Your objective. Starting with the first line of the data that follows, transcribe every line verbatim until the line containing "## Expected behavior" has been transcribed.
------------
PR #2334, opened 2022-08-19
feat: add breakpoints to all themes

### LINKED ISSUE #2331: Cannot get theme-breakpoint values in user-code
## Description

Getting the breakpoint values used by the current theme in user-code is not possible because it is `undefined`.

## How to reproduce

```
const { theme } = useTheme();
theme.breakpoints; // -> undefined
```

## Expected behavior

Breakpoints array should be non-null, even if theme does not specify breakpoints the fallback value should be returned.

sebald:
closes #2331

### DIFF
--- a/.changeset/chilly-needles-move.md
+++ b/.changeset/chilly-needles-move.md
@@ -1,0 +1,5 @@
+---
+"@marigold/components": patch
+---
+
+fix: justify content in `<Button>`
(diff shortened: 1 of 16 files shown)


michael-p:
Could we then also mark `breakpoints` as required in the `Theme` type here: https://github.com/marigold-ui/marigold/blob/main/packages/system/src/types/theme.ts#L139 ? If yes then also remove duplicated breakpoints here: https://github.com/marigold-ui/marigold/blob/main/packages/system/src/hooks/useResponsiveValue.ts#L24

sarahgm (approved):

PR #2397, opened 2022-09-06
feat: toc intersection observer

benediktgrether:


sebald:
@benediktgrether awesome job 🥳 I have one suggestion to make it even more awesome: if the user scrolled all the way down to the buttom, can we make sure the last section is always highlighted? (e.g. "if scroll === bottom of page -> select last item)

Screen Shot 2022-09-06 at 13 27 09

benediktgrether:
@sebald can we have a look tomorrow on this task? Because i found two issues.

sebald (changes requested):
I found a little thing 🙈 there is no section highlighted initially :D

docs/src/components/Toc.tsx
```diff
@@ -2,25 +2,90 @@ import { useEffect, useRef, useState } from 'react';
...
+      ) as any;
+      const elementsLenght = elements.length;
+      const activeElement =
+        elements[elementsLenght - 2]?.dataset.intersectionActive;
+      if (
+        window.innerHeight + window.scrollY >= document.body.scrollHeight &&
+        activeElement === 'true' &&
+        isBottom.current === false
+      ) {
+        elements[elementsLenght - 2].style.fontWeight = '400';
```
sebald, line 74: Also: can we add a class or `[data-attribute]` and do the styling inside Toc!? :)

sebald (approved):

PR #2398, opened 2022-09-06
fix: add title to button in navigation for a11y

benediktgrether:


docs/src/components/Navigation/NavigationLayout.tsx
```diff
@@ -24,6 +24,7 @@ export const NavigationLayout = ({ navigation }: NavigationLayoutProps) => {
             <Button
               variant="navigationSmall"
               onPress={() => setShowNavigation(!showNavigation)}
+              title="navigation"
```
sebald, line 27: should this be an `aria-label` 🤔

benediktgrether: oh you are right. I will add aria-label
image

sebald (approved):

PR #2418, opened 2022-09-09
chore: made container more responsive

sarahgm:


packages/components/src/Container/Container.tsx
```diff
@@ -9,26 +9,29 @@ export interface ContainerProps extends ComponentProps<'div'> {
...
-  alignItems?: 'left' | 'right' | 'center';
+  alignItems?: 'left' | 'right' | 'center' | 'none';
 }
 
+// for the case that tables were used we needed to set the align-items to unset(it's now default behavior)
 const ALIGN_ITEMS = {
   left: 'start',
   center: 'center',
   right: 'end',
+  none: 'unset',
```
sebald, line 20: Use `undefined` instead, so the CSS prop is not applied? :)

packages/components/src/Container/Container.tsx
```diff
@@ -9,26 +9,29 @@ export interface ContainerProps extends ComponentProps<'div'> {
   contentType?: 'content' | 'header';
   size?: keyof typeof tokenSize.content | keyof typeof tokenSize.header;
   align?: 'left' | 'right' | 'center';
-  alignItems?: 'left' | 'right' | 'center';
+  alignItems?: 'left' | 'right' | 'center' | 'none';
 }
 
+// for the case that tables were used we needed to set the align-items to unset(it's now default behavior)
```
sebald, line 15: Instead of tables -> elements with overflow

sebald (changes requested):

PR #2463, opened 2022-09-15
refa: Improve behavior of `<Stack>` and remove option to render it as a list (use `<List>` instead)

sebald:


sebald:
@lauraNawrotzki @michael-p this should make your life much easier 🙃🤞

sarahgm (approved):

PR #2465, opened 2022-09-16
docs: refactor columns

benediktgrether:


docs/src/pages/components/columns.mdx
```diff
@@ -3,15 +3,27 @@ title: Columns
 group: Layout
 github: https://github.com/marigold-ui/marigold/blob/main/packages/components/src/Columns/Columns.tsx
 edit: https://github.com/marigold-ui/marigold/blob/main/docs/src/pages/components/columns.mdx
+caption: Component with sized columns in one row.
 ---
 
-Columns component with sized columns in one row. Add an array of numbers to set the size of the children. The columns array length and the count of children must be the same. You can add space between the columns und set a collapseAt prop to collapse the columns at a certain width.
+The `<Columns>` is a responsive layout component, with sized columns in one row.
+Add an array of numbers to set the size of the children. The columns array length and the count of children must be the same. You can add space between the columns und set a collapseAt prop to collapse the columns at a certain width.
```
sarahgm, line 10: maybe "with the `columns` property you can set with an array of numbers the size of the children" ? collapseAt also in the `` so it is clear that this is also code?

docs/src/pages/components/columns.mdx
```diff
@@ -41,28 +53,24 @@ Columns component with sized columns in one row. Add an array of numbers to set
 
 ### Columns and a space between them
 
+The example shows how the `space` prop is to use. It defines the gap between the contents.
```
sarahgm, line 56: I would write it: The example shows how to use the `space` prop.

sarahgm (approved):

PR #2487, opened 2022-09-19
docs: headline docs

sarahgm:


docs/src/pages/components/headline.mdx
```diff
@@ -5,19 +5,27 @@ figma: https://www.figma.com/file/DFKyTGHAoDxOsUBPszLLxP/%F0%9F%8F%B5%EF%B8%8FMa
 github: https://github.com/marigold-ui/marigold/blob/main/packages/components/src/Headline/Headline.tsx
 edit: https://github.com/marigold-ui/marigold/blob/main/docs/src/pages/components/headline.mdx
 switchTheme: true
+caption: Component for headlines.
 ---
 
+The main task of the `<Headline>` component is tot is to serve as a title of a content section.
+It should be used when you want to structure different parts of informations. That could be the page title, text headings or the title of different content parts.
+
+The component has a `level` property which behaves similar to the HTML Headings. There you can select a level from 1-6. Alternative you can set this with the `size` prop.
```
sebald, line 14: This is actually a feature for SEO. Rendering an `h5` that looks like an H2 for example :)

sebald (changes requested):
We should explain why level and size are there: to separate rendered Header level from how it looks to the user

docs/src/pages/components/headline.mdx
sarahgm: I changed it. Can you have a look?

sebald (approved):

PR #2568, opened 2022-10-17
feat: improve headline with align and color property

sarahgm:


sarahgm:
why can't I add a changeset 🤔

sebald (changes requested):
Tests? 😬

sebald:
> why can't I add a changeset 🤔

😵‍💫 You can do it via CLI too "pnpm changeset add" I think

sebald (approved):

PR #4607, opened 2025-05-16
refa([DST-715]): Refactor code from Calendar Component

OsamaAbdellateef:
# Description

Fix resizing of listboxes for month and year when calendar is open .

# What should be tested?
Calendar looks visually correct . 

# Reviewers:

Examples:
@marigold-ui/developer
@marigold-ui/designer

### DIFF
--- a/packages/components/src/Calendar/YearListBox.tsx
+++ b/packages/components/src/Calendar/YearListBox.tsx
@@ -62,7 +62,7 @@ const YearListBox = ({ setSelectedDropdown }: YearDropdownProps) => {
           <li className="flex justify-center" key={index}>
             <div
               ref={isSelected ? activeButtonRef : (null as any)}
-              style={{ height: '100%', width: '100%' }}
+              className="flex size-full justify-center"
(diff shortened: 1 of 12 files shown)


packages/components/src/Calendar/YearListBox.tsx
```diff
@@ -54,25 +56,27 @@ const YearListBox = ({ setSelectedDropdown }: YearDropdownProps) => {
...
+              ref={isSelected ? activeButtonRef : (null as any)}
               style={{ height: '100%', width: '100%' }}
             >
               <Button
                 slot="previous"
-                disabled={state.isDisabled}
-                variant={isActive ? 'secondary' : 'text'}
-                size="small"
+                className={cn(
+                  classNames.dateSelectorOption,
```
sarahgm, line 70: I think a better name would be `calendarListboxButton` or something like this? I think of date if i read `date` but thats just a part of it? What do you think

sarahgm (approved):

PR #4618, opened 2025-05-22
feat[DST-856]: Add TimeField Component

pauleitenbichler:
# Description

# What should be tested?

# Reviewers:

@aromko 
@marigold-ui/developer 
@marigold-ui/designer


packages/components/src/TimeField/TimeField.test.tsx
```diff
@@ -0,0 +1,184 @@
...
+      description="Pick a time"
+      error
+      errorMessage="Invalid time"
+    />
+  );
+  expect(screen.queryByText('Pick a time')).not.toBeInTheDocument();
+  expect(screen.getByText('Invalid time')).toBeInTheDocument();
+});
+
+test('renders TimeField with default value and reacts to focus', async () => {
```
aromko, line 76: You are testing a lot here which is basically fine. But I would recommend to split these up. We also decided to keep tests basically in this form https://thinkster.io/tutorials/blogs/the-aaa-structure-of-tests

packages/components/src/TimeField/TimeField.test.tsx
```diff
@@ -0,0 +1,184 @@
...
+    `"text-lime-300 p-1 inline-flex w-[var(--labelWidth)]"`
+  );
+
+  expect(screen.getByText('Description')).toBeInTheDocument();
+  expect(screen.getByTestId('time-field').className).toMatchInlineSnapshot(
+    `"group/field w-full"`
+  );
+});
+
+test('renders readOnly, disabled, required states', () => {
```
aromko, line 131: Also here split up these tests.

packages/components/src/TimeField/TimeField.test.tsx
```diff
@@ -0,0 +1,184 @@
...
+
+  expect(onFocusSpy).toHaveBeenCalled();
+  expect(onFocusChangeSpy).toHaveBeenCalled();
+  expect(onBlurSpy).not.toHaveBeenCalled();
+
+  await userEvent.tab();
+  expect(segments[1]).toHaveFocus();
+});
+
+test('supports variant and size', () => {
```
aromko, line 107: This test is quite useless because it does not reflect the real component. We have no size and variant for this component as far as I see. You could write a more general test to check if all styles or at least the important ones are applied. E.g. segment styles are special for this component.

themes/theme-b2b/src/components/Input.styles.ts
```diff
@@ -25,6 +25,7 @@ export const inputHover = {
 export const Input: ThemeComponent<'Input'> = {
   icon: cva('left-1'),
   action: cva(''),
+  segment: cva(''),
```
sarahgm, line 28: Hmm I'm not sure but maybe you could also reuse the `DateField` styles, because there is already the segment defined, or we can reuse this style to style the `DateField` instead of own date field styles. What do you think? @pauleitenbichler @aromko

packages/components/src/TimeField/TimeField.test.tsx
```diff
@@ -0,0 +1,184 @@
+import { parseTime } from '@internationalized/date';
```
aromko, line 1: In general this tests follow our old structure - you couldn't know. Since some weeks we are doing some migrations for our tests. You can look for this here and apply these changes. Don't hesitate to ask if something unclear. 
https://reservix.atlassian.net/wiki/spaces/DST/pages/3626336415/Refactoring+writing+tests+in+storybook

themes/theme-b2b/src/components/Input.styles.ts
pauleitenbichler: I changed that. It's working better that way I think

packages/components/src/TimeField/TimeField.stories.tsx
```diff
@@ -0,0 +1,135 @@
...
+export default meta;
+type Story = StoryObj<typeof meta>;
+
+export const Basic: Story = {
+  render: args => <TimeField defaultValue={parseTime('13:45:30')} {...args} />,
+};
+
+export const FocusEvents: Story = {
+  args: {
+    label: 'Time',
```
aromko, line 121: You don't need the label here it's the same like in the default args.

packages/components/src/TimeField/TimeField.test.tsx
```diff
@@ -0,0 +1,78 @@
+import { composeStories } from '@storybook/react';
+import { render, screen } from '@testing-library/react';
+import userEvent from '@testing-library/user-event';
```
aromko, line 3: Can be removed if it's not used anymore.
------------
Solution to the exercise.
PR #2334, opened 2022-08-19
feat: add breakpoints to all themes

### LINKED ISSUE #2331: Cannot get theme-breakpoint values in user-code
## Description

Getting the breakpoint values used by the current theme in user-code is not possible because it is `undefined`.

## How to reproduce

```
const { theme } = useTheme();
theme.breakpoints; // -> undefined
```

## Expected behavior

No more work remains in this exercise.